South Africa has advanced the development integration approach to the CFTA that combines market integration, industrial and infrastructure development. This approach ensures that Africa addresses the fundamental constraints to intra-Africa trade and Africa’s integration into the global economy, which include productive and supply-side constraints. This approach has been adopted by the Continent as a good basis to advance regional integration. This ensures that the benefits of the CFTA are broadened through the diversification of the export base and promoting inter-connectivity through infrastructure development.
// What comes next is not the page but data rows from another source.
PR #25, opened 2020-06-25
Implement wallet actions and verify that swap::hbit_herc20 works

luckysori:
This PR finally allows Nectar to execute Hbit<->Herc20 swaps in the role of Bob. This is tested by an integration test, which drove forward the development of the Bitcoin and Ethereum wallets. Keep in mind that the wallets have been developed in a minimal way to fulfil the requirements of the test, so we'll very likely need to do more work after this.


luckysori:
> I assume that we eventually will add refund tests as well to see that the refunding logic works as well (is glued together correctly).

Yes, we should test the other paths. I wonder what would be the best strategy for that. It seems trivial to make it exit straight away, but the intermediate paths appear harder to hit.

src/ethereum_wallet.rs
```diff
@@ -0,0 +1,209 @@
...
+
+        let geth_client = geth::Client::new(url);
+
+        Ok(Self {
+            private_key,
+            geth_client,
+        })
+    }
+
+    pub fn new_from_private_key(private_key: clarity::PrivateKey, url: Url) -> Self {
```
D4nte, line 28: if that's only used in test it'd be good to have it behind `#[cfg(test)]` if possible

src/ethereum_wallet.rs
```diff
@@ -0,0 +1,209 @@
...
+            private_key,
+            geth_client,
+        }
+    }
+
+    pub fn account(&self) -> anyhow::Result<Address> {
+        let address = self
+            .private_key
+            .to_public_key()
+            .map_err(|_| anyhow::anyhow!("Failed to derive public key from private key"))?;
```
D4nte, line 41: Can it really fail? I'd be keen to remove the `Result` return.

src/ethereum_wallet.rs
```diff
@@ -0,0 +1,209 @@
...
+            gas_limit,
+            chain_id,
+            ..
+        }: DeployContract,
+    ) -> anyhow::Result<Hash> {
+        let nonce = self.get_transaction_count().await?;
+
+        let transaction = clarity::Transaction {
+            nonce: nonce.into(),
+            gas_price: 0u32.into(),
```
D4nte, line 59: What happen when gas price is 0?

src/ethereum_wallet.rs
```diff
@@ -0,0 +1,209 @@
...
+            gas_limit: gas_limit.into(),
+            to: clarity::Address::default(),
+            value: 0u64.into(),
+            data: data.0,
+            signature: None,
+        };
+
+        #[allow(clippy::cast_possible_truncation)]
```
D4nte, line 67: where is the truncation? Best if it can be avoided (this function returns a `Result` so use it) or at least explained.

src/ethereum_wallet.rs
```diff
@@ -0,0 +1,209 @@
...
+                ))?)
+            );
+
+        let hash = self
+            .geth_client
+            .send_raw_transaction(transaction_hex)
+            .await?;
+
+        // TODO: Return TransactionReceipt instead
+        std::thread::sleep(std::time::Duration::from_millis(2000));
```
D4nte, line 84: Quick todo? I see you already have a function to retrieve receipt.

src/geth.rs
```diff
@@ -0,0 +1,197 @@
...
+    ethereum::{Address, Bytes, ChainId, Hash, Transaction, TransactionReceipt},
+};
+use ethereum_types::U256;
+use num::{BigUint, Num};
+use serde_hex::{CompactPfx, SerHex};
+
+#[derive(Debug, Clone)]
+pub struct Client {
+    rpc_client: jsonrpc::Client,
+    jsonrpc_version: String,
```
D4nte, line 15: This is a constant can it be declared at such? (scope can be this module or the impl block of Client).

src/geth.rs
```diff
@@ -0,0 +1,197 @@
...
+        Client {
+            rpc_client: jsonrpc::Client::new(url),
+            jsonrpc_version: String::from("2.0"),
+        }
+    }
+
+    pub async fn chain_id(&self) -> anyhow::Result<ChainId> {
+        let chain_id = self
+            .rpc_client
+            .send::<Vec<()>, String>(jsonrpc::Request::new(
```
D4nte, line 29: `String`: geth is the worst.

src/geth.rs
```diff
@@ -0,0 +1,197 @@
...
+                self.jsonrpc_version.clone(),
+            ))
+            .await
+            .context("failed to get transaction receipt")?;
+
+        Ok(receipt)
+    }
+
+    pub async fn get_transaction_count(&self, account: Address) -> anyhow::Result<u32> {
+        let count: String = self
```
D4nte, line 105: [This should return a number,](https://web3js.readthedocs.io/en/v1.2.7/web3-eth.html#gettransactioncount) it does not?

src/main.rs
```diff
@@ -1,39 +1,3 @@
-#![warn(
```
D4nte, line 1: Are you sure about that?

src/seed.rs
```diff
@@ -0,0 +1,34 @@
+use bitcoin::{secp256k1, secp256k1::constants::SECRET_KEY_SIZE};
```
D4nte, line 1: Sorry about the merge conflict!

src/swap.rs
```diff
@@ -415,397 +31,112 @@ where
     let hbit_funded = alice.fund(&hbit_params).await?;
 
     if !bob.is_safe_to_fund(herc20_params.expiry).await? {
```
D4nte, line 33: I thought you were ok to rename those functions?

src/swap.rs
```diff
@@ -415,397 +31,112 @@ where
...
-}
-
-async fn ethereum_latest_time<C>(connector: &C) -> anyhow::Result<Timestamp>
-where
-    C: LatestBlock<Block = ethereum::Block>,
-{
-    let timestamp = connector.latest_block().await?.timestamp.into();
-
-    Ok(timestamp)
+pub trait SafeToRedeem {
```
D4nte, line 89:
```suggestion
pub trait IsSafeToRedeem {
```

D4nte: As previously discussed, I don't think `safe` is the correct terminology.
To me, it's `it's not time to refund` would be a better descriptor of the behaviour I expect.

src/seed.rs
```diff
@@ -0,0 +1,34 @@
...
+    }
+}
+
+impl Default for Seed {
+    fn default() -> Self {
+        Self::new()
+    }
+}
+
+impl From<[u8; SECRET_KEY_SIZE]> for Seed {
```
D4nte, line 30: If that's only for test, please put it behind `#[cfg(test)]`

src/swap/alice.rs
```diff
@@ -0,0 +1,262 @@
...
+
+#[async_trait::async_trait]
+impl<AC, BC> SafeToFund for WatchOnlyAlice<AC, BC>
+where
+    BC: LatestBlock<Block = ethereum::Block>,
+    AC: Send + Sync,
+{
+    async fn is_safe_to_fund(&self, beta_expiry: Timestamp) -> anyhow::Result<bool> {
+        let ethereum_time = ethereum_latest_time(self.beta_connector.as_ref()).await?;
+        // TODO: Apply a buffer depending on the blocktime and how
```
D4nte, line 98: I'd rather remove the todo and rename the function at this stage. The "buffer" should be a properly discussed subject out of scope of the nectar project because it's not that straightforward.
I actually had a shaped idea around that, need to discuss with @bonomat.

src/bitcoin_wallet.rs
```diff
@@ -1,51 +1,25 @@
...
     name: String,
     bitcoind_client: bitcoind::Client,
-    private_key: ::bitcoin::PrivateKey,
+    private_key: bitcoin::PrivateKey,
 }
 
 impl Wallet {
-    pub fn new(seed: Seed, url: Url, network: Network) -> anyhow::Result<Wallet> {
-        let private_key = ::bitcoin::PrivateKey {
+    pub fn new(seed: Seed, url: Url, network: Network, name: String) -> anyhow::Result<Wallet> {
```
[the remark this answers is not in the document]
luckysori: It was just convenient for debugging tests. I can revert this. Should I reintroduce your random name derived from the seed?

src/bitcoin_wallet.rs
```diff
@@ -90,18 +64,52 @@ impl Wallet {
...
-    fn gen_name(private_key: PrivateKey) -> String {
-        let mut hash_engine = PubkeyHash::engine();
-        private_key
-            .public_key(&crate::SECP)
-            .write_into(&mut hash_engine);
+    pub async fn send_to_address(
+        &self,
+        address: Address,
+        amount: Amount,
+        network: Network,
```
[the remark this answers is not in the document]
luckysori: I guess for Bitcoin that would work well, because it's already part of the node which belongs to a single network.

src/ethereum_wallet.rs
luckysori: It works on a local development node, but it would never get mined on mainnet. Should I use different values depending on the network? Should it be a constant?

src/geth.rs
luckysori: It's 1.0 for bitcoind and 2.0 for geth :(

src/geth.rs
luckysori: It returns a hex string :)))

src/swap.rs
luckysori: I have gone for a slightly different approach on a separate branch which builds on top of this. These traits will be gone! ☺️

src/swap/alice.rs
luckysori: I tend to agree with you. I'll remove the TODOs.

src/bitcoin_wallet.rs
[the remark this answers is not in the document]
D4nte: Either way, for Ethereum, it should also be a field of the wallet, I am not saying that we should not check the network at each call but that once a wallet is instantiated, the network should not change.

src/ethereum_wallet.rs
D4nte: Well, I think it's more a proper todo (task in basecamp) to decide on network fees using an external service.

src/geth.rs
D4nte: Yes, then declare a constnant in `geth.rs` and another one in `bitcoind.rs`

src/geth.rs
D4nte: Maybe a todo here to actually cast it to a number using some hex deserialisation?

src/bitcoin_wallet.rs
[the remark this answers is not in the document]
luckysori: > Should I reintroduce your random name derived from the seed?

I did.

src/ethereum_wallet.rs
luckysori: Nice catch! Must have been from an old version.

src/geth.rs
luckysori: The casting happens a few lines down:

```rust
let count = u32::from_str_radix(&count[2..], 16)?;
```

But eventually we could/should remove the deserialization logic from this function.

src/main.rs
luckysori: Pretty sure!

luckysori:
@D4nte: I'm going ahead with the merge. You can keep commenting here and I'll keep it all in mind for the next PR.

PR #26, opened 2020-06-25
PoC for main loop

da-kami:
Thanks to @thomaseizinger for helping me fleshing this out :)

The idea cycles around one main event loop, that first always updates the mid-market-rate and balances in the `Maker` and then reacts to events happening on the network. Reacting to network events has a timeout, so we ensure that we update the balance and rate periodically.
(Additionally the maker's logic can actually ensure that rate/balance is not outdated from his point of view if e.g. we cannot fetch rate from Kraken no orders should be published until we have an up-to-date rate again - but that is future music :)

Events that can happen on the network: 
- Order expired 
- Order taken 
- Swap finalized

The `Maker`, the central component that bundles the decision logic, holds all the states and reacts to events happening on the network.
After handling an event the `Maker` returns an `Action` (that includes possible data, e.g. a new `Order`) that can be actioned on by the event loop (i.e. publishing the new order in the orderbook). The event -> action model helps us with testing the Maker's logic - see the POC test in `main`.

Create this as a Draft for it now - we can also merge it if we feel like it.


src/main.rs
```diff
@@ -34,6 +46,327 @@ pub mod test_harness;
...
+
+                unimplemented!()
+            }
+            NetworkEvent::SwapFinalized(local_swap_id, remote_date) => {
+                // TODO: Bookkeeping, lock up funds
+                Some(Action::StartSwapExecution(local_swap_id, remote_date))
+            }
+            _ => None,
+        }
+    }
```
thomaseizinger, line 206: You might want to decouple the `Maker` from the `NetworkEvent` by simply providing functions that are equivalent to the individual variants of the enum, i.e in the loop, do:

```rust
match network_event {
	NetworkEvent::OrderExpired(order) => maker.handle_order_expired(order)
}
```
That way, the maker doesn't need to care about how he learns that the order is expired (i.e. from the network).

We already do the same thing with the action. We match on it an call functions on the appropriate other components and not pass the action to the component :)

thomaseizinger: Thinking more about this led me to the following - I think more consistent - design:

1. Give the maker "command" like functions similar to what is outlined above:

`maker.expire_order()`

2. Make each of those functions return an `Event` about what happened as a result (and not an action):

`fn expire(&mut self) -> MakerEvent`

```
enum MakerEvent {
    OrderCreated
}
```

The reasoning is that if the Maker is supposed to be in charge of everything, then the functions should be commands. Those can then potentially fail by returning a `Result` for example. Sounds useful for `Maker.take_order`.
Generally, it decouples unrelated functionality from each other, which should simplify the type signature and the implementation.

Regarding Event vs Action:

After we have executed a command, the state already changed inside the maker.
So the fact that a new order was created and the maker did the accounting for it is not an action but describes something in the past. In other words: an event.

The fact that we should publish an order after it has been created is actually not that important.
Within the test, it doesn't make sense for example because the test can't actually follow the action :)

da-kami: > Those can then potentially fail by returning a Result for example. Sounds useful for Maker.take_order.

That is something we will need - otherwise a "generic" action is needed that is either "actually take and execute" or "don't take and report back to counterparty. 

I will give your suggestion a try and see how it feels. Even though I like the idea of `Event -> Action` (an event on the network leads to an action) that does not really go together well and I agree that the Maker would emit events. (We actually had this in one of the iterations, but not exactly like outlined :)

src/main.rs
```diff
@@ -34,6 +46,327 @@ pub mod test_harness;
...
+    SwapFinalized(LocalSwapId, RemoteData),
+}
+
+#[derive(Debug, PartialEq)]
+pub enum Action {
+    PublishNewOrder(Order),
+    StartSwapExecution(LocalSwapId, RemoteData),
+}
+
+// Bundles the state of the application
```
D4nte, line 142: The state at which point? I am not sure this is the best representation for the balances, let's see how it all fit together.

src/main.rs
```diff
@@ -34,6 +46,327 @@ pub mod test_harness;
...
+    btc_fee: bitcoin::Amount,
+    dai_fee: dai::Amount,
+    btc_locked_funds: bitcoin::Amount,
+    dai_locked_funds: dai::Amount,
+    btc_max_sell_amount: bitcoin::Amount,
+    dai_max_sell_amount: dai::Amount,
+    rate: MidMarketRate,
+    spread: Spread,
+
+    active_orders: u32,
```
D4nte, line 155: Shouldn't this be a container of actual active orders?

src/main.rs
```diff
@@ -34,6 +46,327 @@ pub mod test_harness;
...
+            }
+            _ => None,
+        }
+    }
+
+    //
+    pub fn update_rate(&mut self, new_rate: ()) {}
+
+    // the balance is to be updated once the trade was actually setteled, i.e. the swap execution is finished
+    pub fn update_bitcoin_balance(&mut self, balance: bitcoin::Amount) {
```
D4nte, line 212: I am not sure exactly what is the intent here. I would expect to indeed have a function that allows you and update and get the `bitcoin_locked_funds` for trades taken but not yet funded (and actually, this value should be updated once a trade is funded).
Regarding the actual Bitcoin balance, we need to ask the wallet every time. Maybe the user withdrew or deposited funds.

src/main.rs
```diff
@@ -34,6 +46,327 @@ pub mod test_harness;
...
+        self.btc_balance = balance;
+    }
+
+    pub fn track_failed_rate(&mut self, error: anyhow::Error) {}
```
D4nte, line 216: Do we really need this at this stage?

src/main.rs
```diff
@@ -34,6 +46,327 @@ pub mod test_harness;
...
+                        }
+                    }
+                }
+            }
+            _ => (),
+        }
+    }
+}
+
+// TODO: Shouldn't the wallet return our own bitcoin amount?
```
D4nte, line 269: Yes it should :)

src/main.rs
da-kami: Most likely yes :) 
It is represented as something very basic at the moment one can take a decision on - it actually remained in there from a previous iteration that implemented a test for an "initial order". 

I will remove it and introduce a proper `Order` store once we actually start building that logic.

src/main.rs
```diff
@@ -34,6 +46,327 @@ pub mod test_harness;
 pub static SECP: Lazy<::bitcoin::secp256k1::Secp256k1<::bitcoin::secp256k1::All>> =
     Lazy::new(::bitcoin::secp256k1::Secp256k1::new);
 
-fn main() {
-    println!("Hello, world!");
+/// A `NetworkBehaviour` that delegates to the `Announce`, `Orderbook`, `Take` and `Comit` (execution) behaviours.
+#[derive(NetworkBehaviour)]
+#[behaviour(out_event = "NetworkEvent", poll_method = "poll")]
+#[allow(missing_debug_implementations)]
+pub struct Nectar {
```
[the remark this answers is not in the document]
da-kami: I moved it, also moved the orderbook (currently a placeholder) to a separate module.
I kept the `Maker` in `main.rs` for the moment, but moved it into a `maker` module there.

src/main.rs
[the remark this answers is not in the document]
da-kami: I think it will depend on if the `Maker` wants to use this information as part of his decision-making. If so, I'd say it should remain in the maker as part of its state. 

@D4nte we can think this through tomorrow and take a decision.

src/main.rs
```diff
@@ -34,6 +44,219 @@ pub mod test_harness;
...
-fn main() {
-    println!("Hello, world!");
+mod maker {
+    use super::*;
+    use comit::LocalSwapId;
+
+    #[derive(Debug, PartialEq)]
+    pub enum New_Order {
+        Created(Order),
+    }
```
thomaseizinger, line 54: Why isn't this just a newtype? :)

```rust
pub struct OrderCreated(Order);
```

If you need an enum with more events at some points, you can always do this:

```rust
enum Event {
	OrderCreated(OrderCreated)
}
```

src/main.rs
```diff
@@ -34,6 +44,219 @@ pub mod test_harness;
...
+        pub fn expire_order(&mut self, order: Order) -> anyhow::Result<maker::New_Order> {
+            // TODO: Bookkeeping, decisionmaking if new order
+
+            // TODO: creating a new order should not take the wallet / book
+            // let new_order = new_dai_bitcoin_order();
+            let new_order = Order {
+                expiration_timestamp: Utc::now(),
+            };
+
+            // Why would we need an Event here anyway?
```
thomaseizinger, line 100: I would say to be more descriptive of what the returned order actually is.

da-kami:
closing and re-opening as actual PR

Having said that, South Africa advances the retention of the policy space for development, particularly for Least Developed Countries. We defend the retention of policy space in any free trade agreement for the advancement of national development objectives such as industrialisation, access to affordable public health and the introduction of other development advancing measures in all free trade negotiations that we are party to, including the CFTA. South Africa supports free trade agreements that expressly recognise differentials in levels of development, and accordingly create differentiated obligations. South Africa is therefore committed to ensuring that the CFTA benefits all AU member states.